Dodgy in what way? The R32 will be for me, when I said “friend” I meant a friend for the Tommi Makinen, I’ve literally joined the forum to find an R32 from an enthusiast? I don’t think it’s dodgy at all, you could be paranoid. I’m a genuine buyer looking for a nice R32, i went to view one today at Harlow Jap Autos and that didn’t go down too well either as they forgot the keys to the car and I had to wait 40 minutes to be told this.


----------



## Chris_Gojira (Oct 1, 2012)

ashleyt said:


> Dodgy in what way? The R32 will be for me, when I said “friend” I meant a friend for the Tommi Makinen, I’ve literally joined the forum to find an R32 from an enthusiast? I don’t think it’s dodgy at all, you could be paranoid. I’m a genuine buyer looking for a nice R32, i went to view one today at Harlow Jap Autos and that didn’t go down too well either as they forgot the keys to the car and I had to wait 40 minutes to be told this.


Well sorry for the misunderstanding.
Reason for me doubting is the high number of thefts lately after people put their cars up for sale.

good luck with the search!


----------



## ashleyt (Apr 8, 2021)

Chris_Gojira said:


> Well sorry for the misunderstanding.
> Reason for me doubting is the high number of thefts lately after people put their cars up for sale.
> 
> good luck with the search!


Thank You!


----------



## tonigmr2 (Sep 12, 2002)

Weird a dealer looses a sale over keys!


----------



## Kristofor (Sep 28, 2018)

Chris_Gojira said:


> misunderstanding


I thought the same when I read the post 😅🤦🏻‍♂️


----------



## Kristofor (Sep 28, 2018)

tonigmr2 said:


> Weird a dealer looses a sale over keys!


I work for very large main dealer and it happens more than you would like to think.

60 odd people + at some sites plus all the usual contractors for dents, chips and paint. Keys get locked in tool boxes, left in pockets and taken home all the time.


----------



## ashleyt (Apr 8, 2021)

tonigmr2 said:


> Weird a dealer looses a sale over keys!


When you call them and they say come down at 13:00, so you arrive and no one is there, wait 40 minutes and finally someone arrives but it’s not the sales guys, it’s someone else who also met a dent removal guy and let him in to work on one of the cars, I was told that the other sales guy had to go do something else and the keys are NOT onsite, but the car was open and I was free to look around, to me the car didn’t look like it was worth the £45k asking price.... that and the fact I couldn’t even start it and there were no keys on site.... I lost interest, don’t know about you but £45k is a Hell of a lot of money to me and I expected a better experience if I’m honest, that lost the sale. 
cheers


----------



## Wade (Jul 31, 2008)

Was that the blue one they have up for £45k? If so it will save me a visit if she's a bit of a melon. Also, avoid the purple engine R32 GTR on eBay, nice spec but not in a great condition. All the best with your hunt matey, hope you find a friend for the Evo.


----------



## ashleyt (Apr 8, 2021)

Wade said:


> Was that the blue one they have up for £45k? If so it will save me a visit if she's a bit of a melon. Also, avoid the purple engine R32 GTR on eBay, nice spec but not in a great condition. All the best with your hunt matey, hope you find a friend for the Evo.
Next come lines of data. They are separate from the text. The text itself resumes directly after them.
PR #619, opened 2018-03-23
installation-guide add note and link about size of R4 ISO

awokd:
Could possibly add to the downloads page too, but will leave that up to you.


andrewdavidwong:
Please use relative links, in accordance with the Documentation Guidelines.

Its gunmetal grey. I mean go have a look by all means, I didn’t even have it started, don’t wanna slate the guys there, but I had a really bad experience. And to me, the car getting look like it was worth the asking price, I could be wrong.

thank you, you too


----------



## mrobinson2 (Jul 10, 2008)

Have you considered importing one yourself? JM Imports (Jurgen) are great at doing this and will be able to source what your looking for.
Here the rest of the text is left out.